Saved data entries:
________

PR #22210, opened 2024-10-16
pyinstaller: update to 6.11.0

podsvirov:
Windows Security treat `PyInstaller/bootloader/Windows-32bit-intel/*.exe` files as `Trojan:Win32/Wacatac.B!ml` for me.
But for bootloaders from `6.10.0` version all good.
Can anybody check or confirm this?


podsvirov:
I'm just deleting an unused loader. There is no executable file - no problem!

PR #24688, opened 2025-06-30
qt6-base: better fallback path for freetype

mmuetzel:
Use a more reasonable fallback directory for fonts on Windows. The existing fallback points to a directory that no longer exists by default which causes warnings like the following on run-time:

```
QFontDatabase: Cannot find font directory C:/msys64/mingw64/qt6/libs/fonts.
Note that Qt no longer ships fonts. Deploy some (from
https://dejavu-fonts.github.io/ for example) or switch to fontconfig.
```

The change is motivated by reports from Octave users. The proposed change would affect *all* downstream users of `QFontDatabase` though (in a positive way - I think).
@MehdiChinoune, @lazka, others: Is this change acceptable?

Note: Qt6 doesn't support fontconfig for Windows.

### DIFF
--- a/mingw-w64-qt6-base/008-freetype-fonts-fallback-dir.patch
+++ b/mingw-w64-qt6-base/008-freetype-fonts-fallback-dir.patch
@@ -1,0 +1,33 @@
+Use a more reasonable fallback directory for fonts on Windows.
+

________

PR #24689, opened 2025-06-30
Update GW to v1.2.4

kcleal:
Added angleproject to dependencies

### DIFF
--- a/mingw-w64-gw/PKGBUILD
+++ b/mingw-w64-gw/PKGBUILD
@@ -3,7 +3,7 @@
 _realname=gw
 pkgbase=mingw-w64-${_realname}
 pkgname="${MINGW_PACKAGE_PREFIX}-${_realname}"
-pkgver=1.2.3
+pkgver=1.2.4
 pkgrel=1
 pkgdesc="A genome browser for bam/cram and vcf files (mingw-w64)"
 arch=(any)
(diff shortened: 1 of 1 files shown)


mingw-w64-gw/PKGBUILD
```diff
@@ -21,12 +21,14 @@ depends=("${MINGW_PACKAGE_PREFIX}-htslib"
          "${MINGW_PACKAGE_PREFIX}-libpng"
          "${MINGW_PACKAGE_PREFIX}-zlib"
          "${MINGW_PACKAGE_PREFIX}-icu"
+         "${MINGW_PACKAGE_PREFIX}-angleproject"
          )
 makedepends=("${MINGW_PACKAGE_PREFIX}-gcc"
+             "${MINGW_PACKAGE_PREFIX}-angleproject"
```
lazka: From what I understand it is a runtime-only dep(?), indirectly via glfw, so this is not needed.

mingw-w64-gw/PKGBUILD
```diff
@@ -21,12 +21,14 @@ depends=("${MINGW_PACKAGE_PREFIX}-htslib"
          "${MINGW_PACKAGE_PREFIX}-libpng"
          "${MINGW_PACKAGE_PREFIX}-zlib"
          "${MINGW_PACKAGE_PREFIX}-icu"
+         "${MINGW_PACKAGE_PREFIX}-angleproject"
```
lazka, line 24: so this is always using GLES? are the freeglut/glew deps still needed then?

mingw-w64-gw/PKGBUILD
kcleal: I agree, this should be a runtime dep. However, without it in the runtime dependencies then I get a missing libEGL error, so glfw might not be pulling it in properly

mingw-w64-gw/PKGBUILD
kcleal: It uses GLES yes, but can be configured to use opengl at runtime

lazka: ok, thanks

________

### What is being asked:
In the records above, find every line with the word "files" and copy it.

### Result of the exercise:
Windows Security treat `PyInstaller/bootloader/Windows-32bit-intel/*.exe` files as `Trojan:Win32/Wacatac.B!ml` for me.
 pkgdesc="A genome browser for bam/cram and vcf files (mingw-w64)"
(diff shortened: 1 of 1 files shown)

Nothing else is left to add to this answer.